The primary goal of Slavery Images is to further the progress of knowledge and creativity for the benefit of humankind. This open-source website is intended for personal, educational and non-commercial purposes for students, teachers, scholars, and the general public worldwide. Throughout development, the Slavery Images team is making every effort to adhere to all accessibility standards for the hearing and visually impaired. Slavery Images offers public access to collections of historical materials and 3D educational environments related to the history of the African slave trade and slave life in the early African diaspora. Many materials contained herein were products of their particular times, and may contain offensive language or negative stereotypes. Slavery Images does not condone racism, discrimination, or prejudice of any kind.
Copyright of Historical Images
These images were obtained from primary sources made before 1924 and they are in the public domaine and free to use, republish and modify. If you believe Slavery Images violates copyright in anyway, please contact us directly so that we may arrive at a solution and/or remove the appropriate images as required.
Conditions of Use and Attribution
Acknowledgements fall under a Creative Commons Attribution Non-Commercial 4.0 International license (CCBY-NC 4.0). We have provided a citation guide on an image-by-image basis, which can be found at the bottom of the metadata for each image.

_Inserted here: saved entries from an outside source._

PR #843, opened 2023-07-20
fix: broken conversion to LdesFragmentIdentifier

Yalz:


ldes-server-application/pom.xml
```diff
@@ -130,13 +130,23 @@
             </dependencies>
         </profile>
         <profile>
-            <id>fragmentation-pagination</id>
```
Tomvbe, line 133: why are you removing pagination?

ldes-server-application/pom.xml
```diff
@@ -130,13 +130,23 @@
...
+            <id>fragmentation</id>
             <dependencies>
+                <dependency>
+                    <groupId>be.vlaanderen.informatievlaanderen.vsds</groupId>
+                    <artifactId>ldes-fragmentisers-common</artifactId>
```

Additional Copyright Information
Slavery Images cannot grant or deny permission to publish or otherwise redistribute any materials. Most of the historical images displayed on this website were created before 1923, meaning they are considered to be in the public domain under the "Fair Use" clause in U.S. Copyright Law. Slavery Images also recommends taking into careful consideration the Library of Congress’s guidelines related to Copyright and Other Restrictions That Apply to Publication/Distribution of Images: Assessing the Risk of Using a P&P Image, as well as the library's Legal Disclaimer.
In most cases, the sources we have used to digitize images are available in several, if not most, major research libraries, particularly those with large collections of materials related to the history of the African diaspora. Users interested in obtaining higher resolution images from original sources are advised to locate sources themselves through conventional searches of online catalogs of major university or public research libraries, as well as WorldCat/OCLC. We intentionally provide no additional information on the location of sources within the metadata because multiple copies likely exist. In some cases, however, certain images have restricted distribution rights, especially materials derived from rare books and special collections. Whenever applicable, Slavery Images usually acknowledges these specific restrictions within the metadata of a specific image. In such cases, the acknowledgement of a particular library in our metadata does not mean this library is the only place the image is located. For more information about where specific images displayed on this website originated, we have included for your reference a copy of Jerome Handler's Research Notes. His notes, which include printouts of Handler's library searches, were digitized "as is" from two boxes organized alphabetically according to the author of a resource within which an image, or multiple images, were displayed or published.
Image Quality Disclaimer
Attempts are being made to obtain and provide the best quality images possible. Slavery Images does not offer any assistance or advice regarding image quality control. This website was designed to function with the International Image Interoperabilty Framework (IIIF).
Open-Source Code and Past Websites
All aspects of Slavery Images are intended for the public domain, including source code. We aim to use as much open-source code as possible, and if it is not available, any code we develop will be made available. Due to the relaunch of the site which incorporates IIIF, Brumfield Labs built an Omeka S module to install and launch Mirador for items. This barebones implementation gives users a new Mirador action for items that will bring up an item in a new Mirador container page. It contains the final release of Mirador 2. This module is not intended for anyone who is not comfortable developing their own themes.
We also aim to host past versions of the website to demostrate development over time. Past versions can be accessed via Project History.